▶ Problem statement
Take the data below and copy exactly the lines starting at the one with "PR #5695, opened 2017-05-25" and finishing at the one with "PR #5858, opened 2017-06-16", both included.

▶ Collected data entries

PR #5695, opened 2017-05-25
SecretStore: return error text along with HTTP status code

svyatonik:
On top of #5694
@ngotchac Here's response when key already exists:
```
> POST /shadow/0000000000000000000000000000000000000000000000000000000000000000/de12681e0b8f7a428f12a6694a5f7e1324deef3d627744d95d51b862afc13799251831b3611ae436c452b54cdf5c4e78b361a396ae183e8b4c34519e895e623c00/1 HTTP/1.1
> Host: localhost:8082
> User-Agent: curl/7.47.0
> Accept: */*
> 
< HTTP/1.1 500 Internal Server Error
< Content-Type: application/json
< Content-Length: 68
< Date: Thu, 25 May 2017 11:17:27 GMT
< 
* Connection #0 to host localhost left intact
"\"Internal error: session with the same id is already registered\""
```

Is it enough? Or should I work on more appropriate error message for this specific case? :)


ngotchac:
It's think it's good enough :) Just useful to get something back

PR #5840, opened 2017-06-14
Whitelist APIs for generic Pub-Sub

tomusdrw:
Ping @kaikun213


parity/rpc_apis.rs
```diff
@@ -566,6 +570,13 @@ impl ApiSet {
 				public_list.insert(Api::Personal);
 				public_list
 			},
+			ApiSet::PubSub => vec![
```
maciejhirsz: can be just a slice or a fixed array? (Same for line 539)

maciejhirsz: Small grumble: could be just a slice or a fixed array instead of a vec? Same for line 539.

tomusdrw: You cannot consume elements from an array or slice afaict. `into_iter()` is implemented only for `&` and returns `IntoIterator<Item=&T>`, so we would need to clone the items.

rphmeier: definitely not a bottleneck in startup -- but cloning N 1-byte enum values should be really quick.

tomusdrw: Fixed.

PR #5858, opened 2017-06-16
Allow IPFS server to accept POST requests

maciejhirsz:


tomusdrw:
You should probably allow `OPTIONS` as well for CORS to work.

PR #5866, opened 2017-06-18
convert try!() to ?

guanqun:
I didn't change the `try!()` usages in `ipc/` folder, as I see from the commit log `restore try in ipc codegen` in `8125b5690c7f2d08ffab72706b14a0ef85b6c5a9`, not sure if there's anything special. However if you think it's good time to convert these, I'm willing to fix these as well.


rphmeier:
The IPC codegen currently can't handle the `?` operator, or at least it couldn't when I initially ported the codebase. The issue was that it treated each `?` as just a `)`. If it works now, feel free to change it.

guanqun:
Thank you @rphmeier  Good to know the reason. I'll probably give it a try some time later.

* * *

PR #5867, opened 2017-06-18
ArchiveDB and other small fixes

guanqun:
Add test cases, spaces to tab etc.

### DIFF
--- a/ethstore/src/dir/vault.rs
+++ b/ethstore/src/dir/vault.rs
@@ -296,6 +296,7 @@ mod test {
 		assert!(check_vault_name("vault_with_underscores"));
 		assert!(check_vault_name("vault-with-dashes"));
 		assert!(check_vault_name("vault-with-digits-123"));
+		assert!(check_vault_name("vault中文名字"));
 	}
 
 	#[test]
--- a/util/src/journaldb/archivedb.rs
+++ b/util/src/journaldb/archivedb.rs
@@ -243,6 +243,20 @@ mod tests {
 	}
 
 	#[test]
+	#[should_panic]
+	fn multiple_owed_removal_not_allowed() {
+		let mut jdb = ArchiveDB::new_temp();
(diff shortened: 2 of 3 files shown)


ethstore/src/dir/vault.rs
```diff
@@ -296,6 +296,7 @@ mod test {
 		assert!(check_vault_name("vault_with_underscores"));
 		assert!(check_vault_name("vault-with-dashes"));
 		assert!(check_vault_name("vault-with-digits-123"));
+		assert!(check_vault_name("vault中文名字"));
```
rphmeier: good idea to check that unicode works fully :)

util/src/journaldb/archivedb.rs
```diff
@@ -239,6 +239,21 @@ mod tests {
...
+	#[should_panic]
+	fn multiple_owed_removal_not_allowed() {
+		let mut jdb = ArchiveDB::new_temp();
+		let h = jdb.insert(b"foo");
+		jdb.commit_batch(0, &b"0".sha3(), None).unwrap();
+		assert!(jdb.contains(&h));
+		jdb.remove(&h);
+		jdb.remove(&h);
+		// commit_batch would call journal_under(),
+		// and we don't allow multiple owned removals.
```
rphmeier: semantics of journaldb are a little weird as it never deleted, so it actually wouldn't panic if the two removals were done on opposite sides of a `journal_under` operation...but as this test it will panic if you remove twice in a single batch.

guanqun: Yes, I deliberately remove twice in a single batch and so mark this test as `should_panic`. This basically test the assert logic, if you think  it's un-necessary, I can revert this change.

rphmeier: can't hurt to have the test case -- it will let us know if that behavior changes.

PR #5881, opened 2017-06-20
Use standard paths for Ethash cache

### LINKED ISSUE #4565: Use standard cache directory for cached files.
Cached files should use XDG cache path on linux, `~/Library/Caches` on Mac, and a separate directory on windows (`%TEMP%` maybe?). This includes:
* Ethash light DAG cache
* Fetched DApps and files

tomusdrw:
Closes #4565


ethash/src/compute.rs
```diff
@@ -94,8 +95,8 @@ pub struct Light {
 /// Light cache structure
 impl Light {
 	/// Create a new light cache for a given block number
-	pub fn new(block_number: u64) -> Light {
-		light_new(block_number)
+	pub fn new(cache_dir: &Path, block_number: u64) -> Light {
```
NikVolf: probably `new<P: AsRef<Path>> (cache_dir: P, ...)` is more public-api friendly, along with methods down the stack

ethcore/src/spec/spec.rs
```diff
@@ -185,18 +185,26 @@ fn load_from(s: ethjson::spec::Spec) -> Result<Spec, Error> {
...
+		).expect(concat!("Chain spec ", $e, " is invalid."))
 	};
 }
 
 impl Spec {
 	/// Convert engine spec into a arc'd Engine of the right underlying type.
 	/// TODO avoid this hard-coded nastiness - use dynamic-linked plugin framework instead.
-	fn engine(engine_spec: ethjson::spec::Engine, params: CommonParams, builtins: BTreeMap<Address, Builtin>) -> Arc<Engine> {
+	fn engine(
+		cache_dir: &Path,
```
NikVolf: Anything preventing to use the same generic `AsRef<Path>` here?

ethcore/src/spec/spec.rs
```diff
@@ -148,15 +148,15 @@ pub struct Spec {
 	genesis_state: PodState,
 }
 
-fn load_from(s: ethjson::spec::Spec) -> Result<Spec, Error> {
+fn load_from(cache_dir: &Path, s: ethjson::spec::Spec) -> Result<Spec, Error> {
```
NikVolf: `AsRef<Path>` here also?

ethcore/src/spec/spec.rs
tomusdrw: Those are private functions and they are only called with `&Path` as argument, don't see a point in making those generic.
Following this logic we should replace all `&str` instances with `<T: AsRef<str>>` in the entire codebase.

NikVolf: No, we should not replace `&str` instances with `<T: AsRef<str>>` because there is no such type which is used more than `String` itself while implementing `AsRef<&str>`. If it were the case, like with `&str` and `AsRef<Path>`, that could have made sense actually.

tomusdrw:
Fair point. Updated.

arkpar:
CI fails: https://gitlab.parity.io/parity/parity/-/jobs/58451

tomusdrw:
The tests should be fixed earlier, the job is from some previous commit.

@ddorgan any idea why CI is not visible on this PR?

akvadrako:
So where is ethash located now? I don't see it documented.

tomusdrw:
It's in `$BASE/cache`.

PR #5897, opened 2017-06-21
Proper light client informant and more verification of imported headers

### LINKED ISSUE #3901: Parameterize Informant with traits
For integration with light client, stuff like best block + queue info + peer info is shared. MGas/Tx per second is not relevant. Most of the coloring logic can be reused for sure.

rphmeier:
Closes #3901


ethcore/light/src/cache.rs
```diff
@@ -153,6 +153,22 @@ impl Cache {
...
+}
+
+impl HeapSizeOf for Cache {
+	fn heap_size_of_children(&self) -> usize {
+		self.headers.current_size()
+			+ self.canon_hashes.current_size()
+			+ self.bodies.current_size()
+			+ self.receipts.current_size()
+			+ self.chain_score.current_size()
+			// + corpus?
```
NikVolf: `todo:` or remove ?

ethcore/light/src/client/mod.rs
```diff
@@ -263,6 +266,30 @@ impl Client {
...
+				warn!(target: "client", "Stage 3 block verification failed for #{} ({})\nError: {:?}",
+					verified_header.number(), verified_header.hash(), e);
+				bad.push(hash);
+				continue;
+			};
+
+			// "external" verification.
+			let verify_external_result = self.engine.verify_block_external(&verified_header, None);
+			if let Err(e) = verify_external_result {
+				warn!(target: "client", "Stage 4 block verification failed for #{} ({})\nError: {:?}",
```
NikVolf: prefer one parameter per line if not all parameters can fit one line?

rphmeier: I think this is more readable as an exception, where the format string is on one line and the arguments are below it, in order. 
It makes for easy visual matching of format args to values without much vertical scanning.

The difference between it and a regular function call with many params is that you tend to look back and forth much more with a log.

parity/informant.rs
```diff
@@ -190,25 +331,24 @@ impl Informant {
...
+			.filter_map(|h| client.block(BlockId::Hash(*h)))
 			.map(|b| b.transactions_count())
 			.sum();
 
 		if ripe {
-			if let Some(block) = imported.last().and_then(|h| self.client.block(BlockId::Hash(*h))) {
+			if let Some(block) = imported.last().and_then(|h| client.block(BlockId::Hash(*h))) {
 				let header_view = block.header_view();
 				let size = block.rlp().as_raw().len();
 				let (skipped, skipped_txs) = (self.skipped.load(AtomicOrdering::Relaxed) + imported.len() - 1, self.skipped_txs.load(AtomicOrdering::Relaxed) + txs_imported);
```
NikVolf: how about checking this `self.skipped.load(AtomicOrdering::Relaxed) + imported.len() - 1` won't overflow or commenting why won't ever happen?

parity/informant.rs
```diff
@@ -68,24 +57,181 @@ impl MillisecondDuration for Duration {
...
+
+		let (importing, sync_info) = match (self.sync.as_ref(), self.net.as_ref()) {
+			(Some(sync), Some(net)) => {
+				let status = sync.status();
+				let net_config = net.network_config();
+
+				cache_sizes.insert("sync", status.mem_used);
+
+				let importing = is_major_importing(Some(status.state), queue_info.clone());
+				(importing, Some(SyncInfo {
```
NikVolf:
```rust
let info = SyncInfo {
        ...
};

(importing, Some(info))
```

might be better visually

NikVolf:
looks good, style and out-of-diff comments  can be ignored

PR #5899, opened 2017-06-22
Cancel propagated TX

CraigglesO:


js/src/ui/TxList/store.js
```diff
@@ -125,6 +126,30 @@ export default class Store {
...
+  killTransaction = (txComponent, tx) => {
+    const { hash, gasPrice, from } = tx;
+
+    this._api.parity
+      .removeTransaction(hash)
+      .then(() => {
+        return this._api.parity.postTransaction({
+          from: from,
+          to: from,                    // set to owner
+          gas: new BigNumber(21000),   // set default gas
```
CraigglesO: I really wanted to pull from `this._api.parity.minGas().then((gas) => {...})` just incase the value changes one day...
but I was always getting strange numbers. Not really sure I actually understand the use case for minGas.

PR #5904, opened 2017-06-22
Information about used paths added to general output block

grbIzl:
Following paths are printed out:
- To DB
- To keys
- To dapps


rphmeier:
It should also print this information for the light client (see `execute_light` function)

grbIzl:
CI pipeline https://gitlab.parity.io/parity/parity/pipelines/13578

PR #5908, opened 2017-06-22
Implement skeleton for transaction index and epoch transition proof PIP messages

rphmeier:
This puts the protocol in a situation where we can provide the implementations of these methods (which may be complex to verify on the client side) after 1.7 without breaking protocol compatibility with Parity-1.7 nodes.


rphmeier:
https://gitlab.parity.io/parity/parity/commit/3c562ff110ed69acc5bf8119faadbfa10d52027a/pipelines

▶ Exercise response
PR #5695, opened 2017-05-25
SecretStore: return error text along with HTTP status code

svyatonik:
On top of #5694
@ngotchac Here's response when key already exists:
```
> POST /shadow/0000000000000000000000000000000000000000000000000000000000000000/de12681e0b8f7a428f12a6694a5f7e1324deef3d627744d95d51b862afc13799251831b3611ae436c452b54cdf5c4e78b361a396ae183e8b4c34519e895e623c00/1 HTTP/1.1
> Host: localhost:8082
> User-Agent: curl/7.47.0
> Accept: */*
> 
< HTTP/1.1 500 Internal Server Error
< Content-Type: application/json
< Content-Length: 68
< Date: Thu, 25 May 2017 11:17:27 GMT
< 
* Connection #0 to host localhost left intact
"\"Internal error: session with the same id is already registered\""
```

Is it enough? Or should I work on more appropriate error message for this specific case? :)


ngotchac:
It's think it's good enough :) Just useful to get something back

PR #5840, opened 2017-06-14
Whitelist APIs for generic Pub-Sub

tomusdrw:
Ping @kaikun213


parity/rpc_apis.rs
```diff
@@ -566,6 +570,13 @@ impl ApiSet {
 				public_list.insert(Api::Personal);
 				public_list
 			},
+			ApiSet::PubSub => vec![
```
maciejhirsz: can be just a slice or a fixed array? (Same for line 539)

maciejhirsz: Small grumble: could be just a slice or a fixed array instead of a vec? Same for line 539.

tomusdrw: You cannot consume elements from an array or slice afaict. `into_iter()` is implemented only for `&` and returns `IntoIterator<Item=&T>`, so we would need to clone the items.

rphmeier: definitely not a bottleneck in startup -- but cloning N 1-byte enum values should be really quick.

tomusdrw: Fixed.

PR #5858, opened 2017-06-16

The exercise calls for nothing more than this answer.